Yep, which explains the ignorance. None of the other modules systems are a hundred thousandth the size of npm, so don't matter.

> I also don't know what you are talking what we already have in fetch.

Literally POST some JSON to a resource with a query and compare the code using superagent to the fetch API.

> Encoding JSON yourself is a one-liner in JS. Encoding query string is also easy.

That is irrelevant. Defaults should be sane.


The Node module system was not "ignored". The folks I know on TC39 talked about it constantly. "export default" was added specifically for compatibility with Node.

They just didn't adopt it wholesale.


What do you mean by cars and carpet?


Also drawing distinction between Java and JavaScript naming, as they really aren't related aside from those first few letters.


The poster is emphasizing that their knowledge stems from a completely different industry but similar circumstances might provide useful insights into the issue.


Most no votes are only because they are concerned about their might with the JCP.... This is a sad day for software development.

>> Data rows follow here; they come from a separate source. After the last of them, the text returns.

PR #343, opened 2026-08-18
fix(wasm): harden workbook bindings with coordinate validation

Ocean82:
- Add input validation for cell coordinates in WASM workbook methods
- Throw JS exceptions for invalid coordinates instead of panicking
- Add lock poisoning error handling for sheetNames/getFormula
- Include Python coordinate validation tests for parity

### DIFF
--- a/bindings/python/tests/test_coordinate_validation.py
+++ b/bindings/python/tests/test_coordinate_validation.py
@@ -30,3 +30,34 @@ def test_workbook_cell_apis_reject_zero_based_coords():
         wb.set_values_batch("Sheet1", 0, 1, [[1]])
     with pytest.raises(ValueError, match="1-based"):
         wb.set_formulas_batch("Sheet1", 1, 0, [["=1"]])
+
+
+def test_workbook_cell_apis_reject_out_of_grid_coords():
+    """Coordinates beyond Excel's grid must raise, not abort the interpreter.
+
+    The engine packs coordinates into 20-bit row / 14-bit column fields and
+    asserts on overflow, so these previously aborted the process.
+    """
+    wb = make_workbook()
+
+    too_big_row = 1_048_577
+    too_big_col = 16_385
+
+    with pytest.raises(ValueError, match="exceeds the maximum"):
+        wb.set_value("Sheet1", too_big_row, 1, 99)
+    with pytest.raises(ValueError, match="exceeds the maximum"):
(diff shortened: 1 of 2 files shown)


PSU3D0 (changes requested):
Requesting changes — the crate does not compile. `cargo check --lib -p formualizer-wasm` on your branch fails with E0432 (unresolved imports `crate::workbook::{BindingValue, binding_value}`), E0603 (`reject_unknown_keys` demoted to private but still imported by `inspect.rs:4`), and a knock-on E0282 at `inspect.rs:445`. The PR deletes `BindingValue` and changes visibility in `workbook.rs` but never updates `inspect.rs`; the full crate was evidently never built before pushing. Please build the whole crate, not just the touched module, before requesting review.

On the substance once it compiles: the single-cell and block-write validation is good (including moving validation after marshalling in `setValues`/`setFormulas` so the extent is known), but the coverage is cherry-picked against the PR's own motivation. `Sheet::readRange` (workbook.rs:1522) only goes through `RangeAddress::new`, which checks 1-based/ordering but not the 1,048,576 x 16,384 grid limit — out-of-grid ranges still reach the packed-coord asserts this PR claims to eliminate. `addTable`'s new `validate_table_range` has the same gap: a table spanning rows to `u32::MAX` passes. Either extend the grid bound to ranges and tables or explain why they're exempt.

Two scope items to split out: the ~50-line `BindingValue` removal is a pure refactor unrelated to coordinate hardening (and is exactly what broke the build), and the new tests under `bindings/python/tests/` belong to the Python binding, not a WASM-titled PR. The genuinely good parts — poisoned-lock handling in `sheetNames`/`getFormula` converting silent empties into thrown JS errors, and the explicit grid-limit constant — are worth landing once the above is fixed. Note main has moved substantially since your base (#369–#371, #340–#341); please rebase when you update.

PSU3D0:
Closing with cause. The 2026-08-24 review found the crate does not compile on this branch (`cargo check --lib -p formualizer-wasm`: E0432 unresolved `BindingValue`/`binding_value`, E0603 on `reject_unknown_keys`, and a knock-on E0282 in inspect.rs). There has been no update in the nine days since, while every other PR in the series was resubmitted, so I am reading this one as abandoned rather than in progress.

Coordinate validation and lock-poisoning handling in the WASM workbook bindings are still wanted. If you pick it back up, please open a fresh PR that builds the whole crate and reference this PR for history.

    ... is concerned about the lack of a healthy consensus among the members of the Expert Group
    From our point of view the lack of consensus inside the EG is a dangerous sign
    I understand IBM's and others reason for their "No" vote and heard many similar concerns by e.g. the OSGi community or contributors behind major build systems like Maven, Gradle or Ant. Most of their concerns are still unanswered by the EG or Spec Leads
    What we are especially concerned about however, is the lack of direct communication within the expert group
    We echo ... comments in that we absolutely recognize the tremendous achievements and the great work that has been carried out until now by the EG members as well as (and especially) by the Spec Lead himself.
policits will either delay Java 9 or completly kill it. some people just want to show their teeth. sad.

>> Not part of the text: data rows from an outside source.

PR #77, opened 2023-07-24
fix null pointer exceptions

bdon:
@nvkelso we should avoid nulls by using the version of the function with a default.


nvkelso (approved):

bdon:
@nvkelso `setZoomRange` always needs to be called with minZoom <= maxZoom; otherwise it will throw an assertion error. These assertions are disabled in the prod JAR, but our unit+integration tests should catch them now.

How is this politics? They raise specific technical concerns by, amongst others, the de facto package manager! Who would have to raise concerns for you to not simply dismiss this as teeth-baring?


they don't raise specific technical concerns. they want to have more time to address/disucss stuff about the specification. also maven is not the de facto package manager. the only thing which might be defacto is the publishing style, however there are many other package manager in the java world. also a lot of this stuff could've been cleared up way way earlier.

p.s.: even if the one outlined is not a policitcal move, some votes definitly are.


None of those other package managers have had their issues (mostly the same) addressed either; it's a lowest common denominator: people are complaining that _not even_ Maven has been addressed.

Even if it were true that somehow Maven isn't the de facto package manager (I disagree), it is certainly more than big enough that the JCP doesn't get to casually ignore its existence.